ペルクッスス(愛の矢に) サジッタ(打たれし)カリターティス(者よ)コルポラ(身体よ) コンムテントゥル(入れ替われ)!」

 言い終えると同時に、2本の矢は空へと飛んでいった。二手に分かれた矢はゆっくりと別々の方向へ落ちていく。

「あれ? 葉月、バイト終わったんだ」

「恭太くんっ!?」

 どこかで道草を食っていたのか再び目の前に現れた恭太の頭上に本日2回目の矢が突き刺さった。

「嘘でしょ」

 呆然とする葉月に別の声が掛かる。

「葉月!」

 振り返ると、迎えに来た理人が目に入った。

「お、お兄ちゃん」

「え? 葉月に兄貴いたんだ」

 恭太を見るなり、理人は眉を顰めた。

「葉月、そいつは誰だ?」

「えっと」

 恭太について説明しなくてはと慌てる葉月の目に、もう一本の矢が映り込む。

「え……」

 予想外な光景に身動きが取れず、その矢が理人の頭に突き刺さるまでの様子を見届けてしまった。一気に血の気が引いていく。

「チェ〜〜ンジっ」とアモールが杖をクルクルさせると、恭太と理人の身体がキラキラと光を帯び、2人は目を開けたまま意識を失くしたような状態になった。ただ、それは一瞬の出来事で、直ぐに我に返ったのかお互い瞬きをし始める。

「大丈夫? あの、私のこと分かる?」

 先に理人へ駆け寄り、声を掛けた。

「当たり前だろ、何言ってるんだよ葉月」

 まともな返答に葉月は安堵する。だが、まだ問題はあった。恭太のことをしっかり説明しなくてはいけない。

「お兄ちゃん、あの人は同じクラスの恭太くんって言って……たまたま今日、パン屋に来てくれたんだ」

「何言ってんの、葉月」

「え?」

 笑顔を絶やさない理人を葉月は不思議に思い見遣る。

「俺が恭太だろ? お前の兄貴はあっちで……」

 そっと指を上げる理人の手が途中で止まり、笑顔だった顔は驚きの表情へと一変した。葉月は恐る恐る恭太が立つ方向へと視線を移す。その視線の先には、困惑した顔で理人を凝視する恭太がいた。

「あの……恭太、くん?」

 葉月が声を掛けるも、恭太の目が動くことはない。

「え、なんで? なんで俺がいんの? 俺は恭太で……あれ?」

 パン屋のガラス窓に映る自分に気が付き、理人の顔色がみるみるうちに曇っていった。

「何言ってるの? お兄ちゃん、変な冗談はよしてよ」

「葉月さん、どうですか? うまくいきましたか?」

 頭が真っ白状態の葉月とは裏腹に、アモールは笑顔に満ち溢れている。

「後で話があります。今は話し掛けないでもらえますか?」

 怒りのまま叫びたいのを押し殺し、冷静な口調でアモールに告げた。何かを察したのか、アモールはパッと姿を消す。

「お兄ちゃん、恭太くん……あの、これは」

「葉月……この場に止まってても仕方がないから、一度家へ帰ろう」

 どう言い訳するか困っていた葉月に、恭太が落ち着いた面持ちで口を開いた。

「あと……恭太って言ったか? 俺の姿をしたまま家には帰れないだろうから、君も来なさい」

 納得いかなそうに眉を吊り上げるところは理人らしい。顔は恭太だが、仕草は理人そのものだ。本当に入れ替わってしまったのだと実感し、葉月は頭を抱える。

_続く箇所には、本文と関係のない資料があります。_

PR #969, opened 2025-07-15
Doc improvements

apoorvalal:
Docs currently only build on Alex's windows machine (the quarto file points to `python.exe`) which is not a great state of affairs. I'm going to work on a setup so we have documentation deployment and preview in each branch. 

[likely ugly, WIP]

### DIFF
--- a/.github/workflows/docs.yaml
+++ b/.github/workflows/docs.yaml
@@ -9,17 +9,6 @@ on:
       - master
 
 jobs:
-  lint-docs:
-    name: "Lint Docs"
-    runs-on: ubuntu-latest
-    steps:
-      - name: Checkout source
-        uses: actions/checkout@v4
-      - name: Install markdownlint-cli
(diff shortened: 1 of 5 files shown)


apoorvalal:
Drops the comparing with `fixest` notebook since it is a massive pain in the neck to make `rpy2` work on a prod system with github actions. IMO we can link to a notebook that demonstrates equivalent results run on someone's local machine. 

Also possibly time to update those comparisons to [ryp](https://github.com/Wainberg/ryp)

s3alfisc:
I actually think all the docs are building on the CI, it's just that I think the folder is deleted straight away? Else I couldn't explain why the docs CI step usually takes 20 minutes or so? It's usually painfully slow ...

apoorvalal:
yeah it takes well over an hour on my local machine; i think the github action is doing some fiddly caching. I'll dig into the logs on a flight tomorrow.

 恭太を先頭に自宅へと歩く道中は重い空気が漂っていた。駅から徒歩15分歩いたところに、葉月と理人の住むマンションがある。いつもよりも長い道のりを歩いてきたような疲労感に襲われながら、葉月は我が家の玄関に足を踏み入れた。

「えっと……どうぞ、入って」

 恭太が普通に家の中へ入っていき、理人が玄関に立ったままオドオドしている。なんともおかしな光景を見ていると思いつつ、葉月は理人に来客用のスリッパを差し出した。

「なんかごめんな……変なことになっちまって」

 ちっとも悪くないのに、理人が済まなそうに頭を下げる。

「いやいや……お兄、じゃなくて……恭太くんは何も悪くないから謝らなくていいよ」

「けどさ」

「おい、さっさと中へ入ってこいよ」

 理人が何かを言い掛けたが、恭太の声がリビングから届く。

「分かった。恭太くん、ひとまず中に入って」

「なら……お邪魔します」

「なんか意外」

 スリッパを履き、脱いだ靴を揃えた恭太の姿に葉月は思ったことをつい口走ってしまった。

「え?」

「あ、ごめんなさい……なんでもないの」

 慌てて誤魔化そうとするも、葉月の声はしっかり聞き取られてしまっていたようで、理人はおかしそうに笑い出した。その笑顔はやはり理人らしくない。

「いやいや、いいよ。俺ってこんな見た目だからさ……意外に親が厳しいから、外見の割にはマナーはしっかりしてると思う」

「偏見でした。反省します」

「学校とか全然サボるから、そう見られても仕方がないよ。じゃ、兄貴に怒られないうちに上らせてもらうな」

 理人と共にリビングへ行くと、恭太がテーブルに料理を準備していた。なんとも奇妙な光景だ。

「ほら、2人とも席に着きなさい。ご飯がまだだったからお腹が空いているだろう……話し合いは食べた後にしよう」

 料理を見た途端、理人のお腹が盛大に鳴った。

「おい! 俺の姿で下品な音を立てるな!」

「そんな、生理現象なんですから仕方がないじゃないですか!」

 重かった空気が一気に和む。

「てか、これって全部お兄さんの手作りなんですか!? すげー美味しそうじゃん!!」

「俺の顔でその言葉遣いはやめないか」

「俺、お兄さんの喋り方知らないから分かんないですって」

「お前にお兄さんとも呼ばれたくない!」

「ええー、注文多いですね」

 緊張で強張っていた肩から徐々に力が抜け、いつの間にか葉月の口から笑い声が漏れた。その姿を見て、恭太が安堵したように微笑んだ。

「お腹を満たせば冷静になる。ご飯ぐらいは楽しく食べよう」

「賛成です!!」

 いつも兄妹二人の静かな食卓が一人増えたことでやけに賑やかになった。